• [Task prompt]: An exact transcript of all the records is required, with nothing left out.

** Opening Listed records block **

Issue #1500, opened 2023-04-28
Multiple Joins w/ Selects Still Fail


kgdiem:
Follow up to https://tobiko-data.slack.com/archives/C0448SFS3PF/p1682527687012379 / 
https://github.com/tobymao/sqlglot/blob/main/sqlglot/dataframe/README.md?plain=1#L228

I made a 3 examples here using SQLGlot 11.6.0: https://github.com/kgdiem/sqlglot-join-example/blob/main/mismatched_join_columns.py 

Even in the event of selecting every column on the joined tables, a join key always references the wrong table in the unoptimized select

Still have to look at how we're making a dataframe that generates an empty select statement in the unoptimized SQL ([ref](https://tobiko-data.slack.com/archives/C0448SFS3PF/p1682628523070129?thread_ts=1682527687.012379&cid=C0448SFS3PF))

eakmanrq:
Thanks @kgdiem for your repros. Small typo in one of them: https://github.com/kgdiem/sqlglot-join-example/blob/main/mismatched_join_columns.py#L55

Should be `f.lit('X')`

This PR fixes the issues identified: https://github.com/tobymao/sqlglot/pull/1509

PR #1509, opened 2023-04-29
Fix Dataframe Triple Join issue

eakmanrq:
This also fixes an issue where the join columns were assumed to be expression in left -> right order. 

The DataFrame API will now return multiple columns with the same name if a select is not provided to make it clear which one you want. This matches Spark behavior (as proven by the tests). 

Resolves: https://github.com/tobymao/sqlglot/issues/1500

### DIFF
--- a/sqlglot/dataframe/sql/dataframe.py
+++ b/sqlglot/dataframe/sql/dataframe.py
@@ -16,7 +16,7 @@ from sqlglot.dataframe.sql.readwriter import DataFrameWriter
 from sqlglot.dataframe.sql.transforms import replace_id_value
 from sqlglot.dataframe.sql.util import get_tables_from_expression_with_join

** Closing Listed records block **

• [Answer area]:
Issue #1500, opened 2023-04-28
Multiple Joins w/ Selects Still Fail


kgdiem:
Follow up to https://tobiko-data.slack.com/archives/C0448SFS3PF/p1682527687012379 / 
https://github.com/tobymao/sqlglot/blob/main/sqlglot/dataframe/README.md?plain=1#L228

I made a 3 examples here using SQLGlot 11.6.0: https://github.com/kgdiem/sqlglot-join-example/blob/main/mismatched_join_columns.py 

Even in the event of selecting every column on the joined tables, a join key always references the wrong table in the unoptimized select

Still have to look at how we're making a dataframe that generates an empty select statement in the unoptimized SQL ([ref](https://tobiko-data.slack.com/archives/C0448SFS3PF/p1682628523070129?thread_ts=1682527687.012379&cid=C0448SFS3PF))

eakmanrq:
Thanks @kgdiem for your repros. Small typo in one of them: https://github.com/kgdiem/sqlglot-join-example/blob/main/mismatched_join_columns.py#L55

Should be `f.lit('X')`

This PR fixes the issues identified: https://github.com/tobymao/sqlglot/pull/1509

PR #1509, opened 2023-04-29
Fix Dataframe Triple Join issue

eakmanrq:
This also fixes an issue where the join columns were assumed to be expression in left -> right order. 

The DataFrame API will now return multiple columns with the same name if a select is not provided to make it clear which one you want. This matches Spark behavior (as proven by the tests). 

Resolves: https://github.com/tobymao/sqlglot/issues/1500

### DIFF
--- a/sqlglot/dataframe/sql/dataframe.py
+++ b/sqlglot/dataframe/sql/dataframe.py
@@ -16,7 +16,7 @@ from sqlglot.dataframe.sql.readwriter import DataFrameWriter
 from sqlglot.dataframe.sql.transforms import replace_id_value
 from sqlglot.dataframe.sql.util import get_tables_from_expression_with_join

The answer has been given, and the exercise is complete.